# Do! aqua 20/20 emersed cube!



## GHNelson (5 Jun 2016)

Tank
20cm x 20cm x 20cm.
Substrate
Flora Colombo Flora Base Black/Brown/John Innes No3.
Hardscape
Unknown Rock.
Flora
Floating plant
Salvinia sp culcullata
Anubis sp petite
Bucephalandra Mini Needle Leaf
Limnophila sp hippuridoides
Proserpinaca palustris
Rotala sp colorata
Rotala sp rotundifolia
Rotala sp Indica bonsai
Ludwigia sp red
Ludwigia sp Palustris super "mini" red
Ludwigia sp Palustris
Marsilea sp crenata
Crypt sp parva
Alternanthera reineckii 'Mini'
Hygrophila sp. "Araguaia".
unknown plant (Bottom Picture)
Mini hair grass
Moss aquatic and terrestrial.
hoggie















hoggie


----------



## GHNelson (5 Jun 2016)

Few larger photographs!









hoggie


----------



## Nelson (5 Jun 2016)

Love that Hoggie .
What light are you using ?.


----------



## GHNelson (5 Jun 2016)

Hi Neil
A TMC mini led tile!
Don't have a bracket...just laid the light on top of a 5mm acrylic lid!
Used a Samsung note 3 phone camera to take the pictures...not the greatest...can't seem to replicate the exact colours on the plants!
The first three pictures have tweaked colour....used Photobucket, there more realistic of the actual colours of the plants!
The plant colours are okay on the phone when I export them, they seem to be a tad washed out when uploaded!
Some tips/help would be useful.....anyone!
hoggie


----------



## Nelson (5 Jun 2016)

They look ok to me .Wish the first three were bigger though,my old eyes struggle .


----------



## GHNelson (6 Jun 2016)

Hi Neil
Added a couple of new photographs.....just for you!.......
Plus a couple of new additions plants wise at the back.....
Limnophila sp hippuridoides and Proserpinaca palustris.....small cuttings!
Found Anubis sp petite in there under all that shrubbery....also added Ludwigia sp super mini red to the pond at the front to keep green algae at bay!
Going to trim the moss soon...maybe laters!
hoggie


----------



## rebel (6 Jun 2016)

Well done!
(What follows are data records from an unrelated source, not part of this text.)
PR #3830, opened 2026-09-03
Classify the send-authorization tables' row-scoped FKs

### LINKED ISSUE #3818: Privacy gate red on main: communication_basis and communication_suppression FKs have no visibility decision
`TestFK_rowScopedTargetsHaveVisibilityDecision` (backend/migrations/schema_fitness_integration_test.go) fails on clean `origin/main`. Six FK columns have no entry in `rowScopedFKDecisions`:

- `communication_basis.lead_id`, `.person_id`, `.source_activity_id`
- `communication_suppression.lead_id`, and its person/activity columns

Those tables arrived in #3815. The gate's rule is that a reference to a row-scoped record is a READ of it, so each FK is either gated at the store (`auth.EnsureLinkTarget` / `EnsureVisible`) or classified with the reason it needs no gate.

**Why I am filing this rather than fixing it.** Each entry in that map is a claim about how a specific write path gates a specific reference, and the map's own comment says its completeness is the invariant. Writing six entries for a subsystem I have not read would produce exactly what the rulebook warns about — a claim that stops the next author looking, which is worse than the silence it replaced. The author of #3815 knows whether those references are gated; I would be guessing.

It only fires in the integration lane against a real database, so `make check` stays green with it broken. Any branch running `make test-it DIR=backend/migrations` is blocked until it is classified.

dungbanguyen:
Closes #3818. **This unblocks the integration lane on `main`** — `TestFK_rowScopedTargetsHaveVisibilityDecision` fails on a clean `origin/main`, so any branch running `make test-it DIR=backend/migrations` is red through no fault of its own.

**What the gate found.** `communication_basis` and `communication_suppression` arrived with the send-authorization record (core `1788407500`, #3815) carrying five FK columns that name a row-scoped record and no entry in `rowScopedFKDecisions`. The ticket named six; the gate names five — `communication_suppression` has no activity column, so its FKs are `person_id` and `lead_id` only.

**What the research found.** The ticket was filed rather than fixed because "the author of #3815 knows whether those references are gated; I would be guessing." The answer turns out not to need that knowledge, because there is nothing to know yet: **nothing in the tree inserts a row into either table.** Every Go statement that names them is one of

- a READ — consent's `liveSuppression`, whose own comment says it is "the only reader in the tree that applies these rows";
- a REMOVAL — privacy's erasure and retention paths, which delete the row or null the subject link (`retentionactions.go`, `erasure_consent.go`, `erasure_leadtwins.go`). None of them ever creates a reference.

So the honest classification is the one this map already spells twice — `conversation_claim.task_activity_id` and `provider_applied_field.person_id` — `PENDING WRITER`: the entry states the obligation on whoever writes the first row, and names the sibling whose shape that writer has to match.

**The five entries**

| column | obligation |
| --- | --- |
| `communication_basis.person_id` | a path that already holds the subject carries that path's gate (`consent_qualifying_event.person_id`'s shape); a caller-named subject takes `auth.EnsureVisibleLive` in the insert's transaction (`lead_manual_signal.lead_id`'s shape) |
| `communication_basis.lead_id` | the lead arm of the same; `communication_basis_one_subject` makes the two exclusive |
| `communication_basis.source_activity_id` | `conversation_claim.source_activity_id`'s obligation — `auth.EnsureActivityContentVisibleLive`, and **live** rather than merely visible, because a basis that outlived its evidence would keep authorizing sends on a message nobody can now open |
| `communication_suppression.person_id` | the subject arm, with the difference written down rather than rediscovered: a hard bounce arrives from a provider and not from a caller, and a system writer that names no principal has no scope to probe |
| `communication_suppression.lead_id` | the lead arm; the target CHECK admits an address-only row, so the probe binds only the arm a writer fills |

The address column is deliberately not classified: an address is a fact about a mailbox and names no row-scoped record, so it is outside this gate rather than exempted by it. That is said in the block comment so the next reader does not look for the missing entry.

**Mutation-checked, both directions**

- deleting the `source_activity_id` entry → `FK communication_basis.source_activity_id -> activity has no visibility decision`
- adding a `communication_basis.no_such_column` entry → `waiver communication_basis.no_such_column matched no subject: delete it, or correct the key if the subject was renamed`

**Verification.** `make test-it DIR=backend/migrations` green (all five tests). `make check-backend` green.

**Known limitation, filed as #3831.** A `PENDING WRITER` entry is a claim that no writer exists, and nothing fails when one appears — the classification just goes quietly false. That is AGENTS.md's "a census that can fail short has already failed". The holder belongs in `backend/gates`, where `collectTableWrites` already walks every SQL write target in the tree, so it is that gate's corpus rather than this one's and would roughly double this diff.

## Summary by CodeRabbit

- **Bug Fixes**
  - Improved data integrity checks for communication preferences and suppression records across visibility, activity, system-generated, provider-generated, and address-only scenarios.
  - Added more precise classification for person acquisition evidence and related records, including system-originated suppression handling and server-derived write paths.
  - Added safeguards to ensure these records are correctly classified during validation.

### DIFF
--- a/backend/migrations/schema_fitness_integration_test.go
+++ b/backend/migrations/schema_fitness_integration_test.go
@@ -157,6 +157,30 @@ var rowScopedFKDecisions = gatekit.Waive(map[string]string{
 	"conversation_claim.person_id":          "gated: RecordConversationClaim opens with auth.RequireHuman + auth.Require(person, update), then auth.EnsureWritableLive on the person inside the write's own transaction — a claim may only be recorded against a person the caller could already change",
 	"conversation_claim.source_activity_id": "gated: the same writer takes auth.EnsureActivityContentVisibleLive on the cited activity in that transaction, so a claim can never quote a message the caller may not open — and LIVE rather than merely visible, because a claim must not outlive its evidence",
 	"conversation_claim.task_activity_id":   "PENDING WRITER: the column has no writer. The task an extracted commitment creates is written through the tasks substrate's own gated path, and this entry is replaced with that gate when the routing edge lands",
+	// The send-authorization record's two capability tables (core 1788407500)
+	// are SCHEMA ONLY: nothing in the tree inserts a row into either. What
+	// exists today READS them — consent's liveSuppression, which its own
+	// comment names as the only reader that applies a suppression — and
+	// REMOVES them, on privacy's erasure and retention paths, which null the
+	// subject link or delete the row and never create a reference. So the five
+	// entries below are the obligation on whoever writes the first row rather
+	// than a record of a gate already taken, and each names the sibling whose
+	// shape that writer has to match.
+	//
+	// The subject columns are one fact spelled twice, because the CHECKs make
+	// them alternatives: communication_basis_one_subject admits a person XOR a
+	// lead, and communication_suppression_names_a_target admits either, or
+	// neither when the row is scoped to a bare address. An address is a fact
+	// about a MAILBOX and names no row-scoped record, so it is outside this
+	// gate rather than exempted by it.
+	"communication_basis.person_id": "PENDING WRITER: the obligation on whoever writes it — a basis recorded from a path that already holds the subject (a captured inbound, an inquiry) carries that path's gate, as consent_qualifying_event.person_id does; a basis whose subject a CALLER names takes auth.EnsureVisibleLive on that person in the insert's own transaction, as lead_manual_signal.lead_id does, because recording why writing to somebody is lawful would otherwise confirm they exist",
+	"communication_basis.lead_id":   "PENDING WRITER: the lead arm of the entry above, under the same obligation — the CHECK makes the two exclusive, so a writer fills exactly one and the arm it fills carries that arm's probe",
+	// LIVE rather than merely visible, for the reason conversation_claim's
+	// evidence column is: a basis that outlived its evidence would keep
+	// authorizing sends on the strength of a message nobody can now open.
+	"communication_basis.source_activity_id": "PENDING WRITER: the obligation is conversation_claim.source_activity_id's — auth.EnsureActivityContentVisibleLive on the cited message, in the same transaction as the insert, so a basis can never rest on a thread the writer's caller may not read",
+	"communication_suppression.person_id":    "PENDING WRITER: the subject arm of a suppression, under communication_basis.person_id's obligation — with one difference worth writing down rather than rediscovering: a hard bounce arrives from a provider and not from a caller, and a system writer that names no principal takes no row-scope probe because there is no scope to probe. It is the CALLER-named row this binds",
+	"communication_suppression.lead_id":      "PENDING WRITER: the lead arm of the entry above; the target CHECK admits a row naming only an address, so a writer may fill neither subject column and the probe binds only the arm it fills",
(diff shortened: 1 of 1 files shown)


dungbanguyen:
Merged `origin/main` (`ab319cb38`) in — and the gate found a **sixth** column while this sat.

#3852 landed `person_acquisition_evidence`, whose `person_id` names a row-scoped record and had no decision. Classified as a child row, on the same terms as `person_email.person_id` beside it and for a stronger reason: `recordAcquisition` takes the id `createPerson` has just minted, on that same transaction, so **no caller can name a subject here at all**.

I checked for a second writer rather than assuming there was none, and there is one: `mergerelink.go` moves the rows onto a merge survivor. It supplies neither id from a request body — both come from the pair `mergePair` has already gated — so it does not change the classification, and the entry says so rather than leaving the next reader to re-derive it.

The five original entries are unchanged. `make test-it DIR=backend/migrations` green (all tests), `make check-backend` green on the merged tip.

Note for whoever reviews the two together: this PR and #3848 are both "unblock `main`'s integration lane" and they touch different packages — `backend/migrations` here, `compose/integration` + `modules/consent` there. Neither needs the other; the lane needs both.

dungbanguyen:
Rebased onto `65538d84a` — it was behind `main` by enough that its checks were failing on the stale base rather than on its own diff (the comparison showed ~2500 deletions that were just main's newer files).

Rebased, the diff is exactly 33 lines in `schema_fitness_integration_test.go`, and `TestFK_rowScopedTargetsHaveVisibilityDecision` passes. `make check-backend` is green apart from the contract-frontend-drift leg, which only refused because my scratch worktree has no `node_modules` — an environment gap, not a finding.

I did this because `main` is red on exactly these FKs and it is blocking other PRs, including https://github.com/margince/margince/pull/3838. Content is untouched; if you were mid-edit, apologies for the collision — say so and I will keep out of it.

dungbanguyen:
Closing: superseded by #3837, which classified all six columns while this was in review.

`main` at `18786238d` carries entries for `communication_basis.person_id`/`.lead_id`/`.source_activity_id`, `communication_suppression.person_id`/`.lead_id` and `person_acquisition_evidence.person_id`, and `make test-it DIR=backend/migrations` is green there. #3818 is fixed on `main`.

Worth noting one difference, because it is a claim about the code rather than a wording preference. The landed entries classify the five communication columns as **server-derived**, on the grounds that only privacy's subject-addressed statements name them. That is true of every statement in the tree today — but those statements only ever DELETE rows or null the subject link, and none of them creates a reference. What the gate asks about is the reference, so what those five columns actually are is not "server-derived" but "no writer yet": the tables are schema only.

The difference matters in one direction. "Server-derived" reads as a decision that has been made and holds; "pending writer" — the spelling this map already uses for `conversation_claim.task_activity_id` and `provider_applied_field.person_id` — says the obligation is on whoever writes the first row, and names the sibling whose gate they have to match. When a writer lands, the first reading stops being true silently and the second one is a note addressed to the person landing it.

Not reopening this for it. The gate is green, the columns are classified, and rewriting somebody's just-merged reasons is not worth a CI run — but I filed #3831 for the underlying hole either way: nothing fails when a column classified as having no writer gets one, whichever words the entry uses.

Really like it. Inspired me to copy.


----------



## Nelson (6 Jun 2016)

hogan53 said:


> Hi Neil
> Added a couple of new photographs.....just for you!.......


I can see,I can see .
Truly stunning .


----------



## GHNelson (6 Jun 2016)

Did some mowing today....not great but its a start....condensation on the glass bugger


hoggie


----------



## GHNelson (6 Jun 2016)

Hi
Two more additions to the plant list!
Tiny plantlets in.....Alternanthera reineckii 'Mini' and Hygrophila sp. "Araguaia".
hoggie


----------



## GHNelson (16 Jun 2016)

A new edition to the plant list
Bucephalandra Mini Needle Leaf and some more Rotala sp Indica bonsai received from Marius....thank you! 



hoggie


----------



## GHNelson (25 Jun 2016)

Hi Team
New addition floating plant Salvinia sp culcullata courtesy of Miranda....  added to the pond!
Thanks Miranda....seems to be doing okay for the moment!
Luwigia is growing rampantly....all the plants are doing well....its a jungle in there....needs a trim!






hoggie


----------



## GHNelson (25 Jun 2016)

Ludwigia sp Palustris & Marsilea sp crenata.

hoggie


----------



## MirandaB (25 Jun 2016)

Looking fantastically lush and jungly Hoggie,glad the culcullata is behaving itself


----------



## GHNelson (25 Jun 2016)

hoggie


----------



## GHNelson (6 Jul 2016)

Ludwigia sp Palustris super "mini" red emersed in flower.



hoggie


----------



## GHNelson (6 Jul 2016)

hoggie


----------



## Tim Harrison (6 Jul 2016)

Great images of very healthy plants...


----------



## GHNelson (6 Jul 2016)

Cheers Troi 
Needs a major re-work!
Got more mini Bucce to go in.... so need to make some changes!
hoggie


----------



## Andy Thurston (6 Jul 2016)

There's something about photos of droplets of water on healthy plants and oxygen bubbles on submerged growth that really do it for me
Awesome Hoggie well done


----------



## GHNelson (6 Jul 2016)

Yea Andy
Have a liking to water droplets myself....must be my Scottish heritage 
hoggie


----------



## Andy Thurston (6 Jul 2016)

Perhaps its the yorkshire dales childhood that did it for me


----------



## KarthikC (4 Sep 2016)

One of the best emersed setups I've seen.. Any updates? 

Cheers, 

Karthik


----------



## GHNelson (14 Sep 2016)

Hi
Decommissioned this little tank yesterday....so it is no more!
Did get a tad overgrown because I neglected it....lost the anubias not enough light I think!
Cheers
hoggie


----------



## lionberries (15 Sep 2016)

Oh my god! That was amazing. Am new to the forum and don't get a lot of time to go on it. I just had to comment as am awed. Is it actually 20cm cubed?
I'm sure that's a dumb question but just wanted to check it wasn't a typo?


----------



## GHNelson (16 Sep 2016)

Indeed 200mm Do! aqua cube..


----------



## Greenfinger2 (17 Sep 2016)

Hi Hoggie , Missed this one  Stunning plants and photos Wonderful emersed set up congratulations


----------



## GHNelson (18 Sep 2016)

Cheers Roy.
Keep watching this section!


----------